I am stuck at the following Sylow Theorem question:
Let $p$ be a prime divisor of $G$, and suppose that whenever $P_1$ and $P_2$ are two distinct Sylow $p$-subgroups of $G$, $P_1\cap P_2$ is a subgroup of $P_1$ of index at least $p^a$. Show that the number $n_p$ of Sylow $p$-subgroups of $G$ satisfies $n_p\equiv 1 \pmod {p^a}$.
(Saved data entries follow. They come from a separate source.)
PR #38, opened 2017-05-01
install_resolver_dependencies keys are printed in the tool_list.yml

drosofff:
with a nasty trick to preserve a more readable order of keys in the yml file (name first)
install_resolver_dependencies is always set to True

### DIFF
--- a/ephemeris/generate_tool_list_from_ga_workflow_files.py
+++ b/ephemeris/generate_tool_list_from_ga_workflow_files.py
@@ -64,7 +64,8 @@ def print_yaml_tool_list(tool_dictionary, output_file):
         F.write(yaml.safe_dump(tool_dictionary, default_flow_style=False))
     return
 
-def reduce_tool_list (tool_list):
+
+def reduce_tool_list(tool_list):
     for current_tool in tool_list:
         for tool in tool_list:
             if current_tool is tool:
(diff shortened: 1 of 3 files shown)


ephemeris/generate_tool_list_from_ga_workflow_files.py
```diff
@@ -49,14 +48,24 @@ def translate_workflow_dictionary_to_tool_list(tool_dictionary, panel_label):
     tool_list = []
     for tool in starting_tool_list:
         sub_dic = {'name': tool['name'], 'owner': tool['owner'], 'revision': tool['changeset_revision'],
-                   'tool_panel_section_label': panel_label, 'tool_shed_url': 'https://'+tool['tool_shed']}
+                  'tool_panel_section_label': panel_label, 'tool_shed_url': 'https://'+tool['tool_shed'],
+                  'zinstall_resolver_dependencies': 'True'}
```
bgruening: the `z` looks strange :)

drosofff: Yes this is the nasty trick I mentionned... This is not a bug, this is a feature :-/

bgruening:
@drosofff do you mind to add a test for this tool?

ephemeris/generate_tool_list_from_ga_workflow_files.py
drosofff: see line 63

drosofff:
@bgruening No I don't. I put it in my todo list !

drosofff:
@bgruening here is a test. Works on my fork, should work on the upstream.

bgruening:
@drosofff thanks for the tests it looks good.
I have a general comment/hint that hopefully makes this patch easier. Have you seen this patch? https://github.com/galaxyproject/ephemeris/pull/26

With this in place you only need to specify it once on top of all tools and don't need to mess with he ordering :)

bgruening:
Thanks @drosofff!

I have reached a dead end and can't think of any ways to proceed. I managed to estimate the size of the group $G$:
$|G|=[G:Q_1][Q_1:Q_1\cap Q_2]|Q_1\cap Q_2|\geq [G:Q_1]q^a|Q_1\cap Q_2|\geq q^a$
Let $\Omega$ be the set of Sylow $p$-subgroups of $G$, and consider the action of $P$ by conjugation on $\Omega$ for some fixed $P \in \Omega$.
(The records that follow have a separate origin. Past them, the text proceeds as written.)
PR #41, opened 2017-05-18
Enable api key on run_data_managers

rhpvorderman:
run_data_managers has an -a or --api-key flag inherited from common args but did not allow for using the api_key.

### DIFF
--- a/ephemeris/run_data_managers.py
+++ b/ephemeris/run_data_managers.py
@@ -33,12 +33,15 @@ def wait(gi, job):
 
 def run_dm(args):
     url = args.galaxy or DEFAULT_URL
-    if args.api_key != "":
+    if args.api_key:
         gi = GalaxyInstance(url=url, key=args.api_key)
     else:
         gi = GalaxyInstance(url=url, email=args.user, password=args.password)
-        # should test valid connection
-        log.info("List of valid histories: %s" % gi.users.get_current_user())
+    
+    # should test valid connection
+    # The following should throw a ConnectionError when invalid API key or password
+    genomes = gi.genomes.get_genomes()
+      
 
     conf = yaml.load(open(args.config))
     for dm in conf.get('data_managers'):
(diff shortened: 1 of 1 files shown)


ephemeris/run_data_managers.py
```diff
@@ -33,10 +33,12 @@ def wait(gi, job):
...
     url = args.galaxy or DEFAULT_URL
-    gi = GalaxyInstance(url=url, email=args.user, password=args.password)
-
-    # should test valid connection
-    log.info("List of valid histories: %s" % gi.users.get_current_user())
+    if args.api_key != "":
+        gi = GalaxyInstance(url=url, key=args.api_key)
+    else:
+        gi = GalaxyInstance(url=url, email=args.user, password=args.password)
+        # should test valid connection
```
afgane: This should probably be moved outside the `if/else`.

ephemeris/run_data_managers.py
```diff
@@ -33,10 +33,12 @@ def wait(gi, job):
 
 def run_dm(args):
     url = args.galaxy or DEFAULT_URL
-    gi = GalaxyInstance(url=url, email=args.user, password=args.password)
-
-    # should test valid connection
-    log.info("List of valid histories: %s" % gi.users.get_current_user())
+    if args.api_key != "":
```
bgruening: This can be `if args.api_key:`.

Thanks @rhpvorderman!

ephemeris/run_data_managers.py
rhpvorderman: Yes. But the test is specific for the current user. When using the master api key: there is no current user. 
Currently the master api key cannot run the data managers because it does not have admin rights. But I hope it will get special permission to run the data managers as well in the future.

bgruening:
@rhpvorderman looks good to me! Can you please fix the pep8 linting.

afgane:
Thanks for all the followups!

Then, for $Q \in \Omega$, the size of the orbit of $Q$ is the index $|P:N_P(Q)|$. But no element $g$ of $P$ outside of $Q$ can normalise $Q$, since otherwise $\langle Q,g \rangle$ would be a larger $p$-subgroup of $G$ than $Q$, so in fact $N_P(Q) = P \cap Q$.
So there is one orbit $\{P\}$ of length $1$, and the remaining orbits, for $Q \ne P$, have size $|P|/|P \cap Q|$, which is divisible by $p^a$. So $|\Omega| \equiv 1 \bmod p^a$.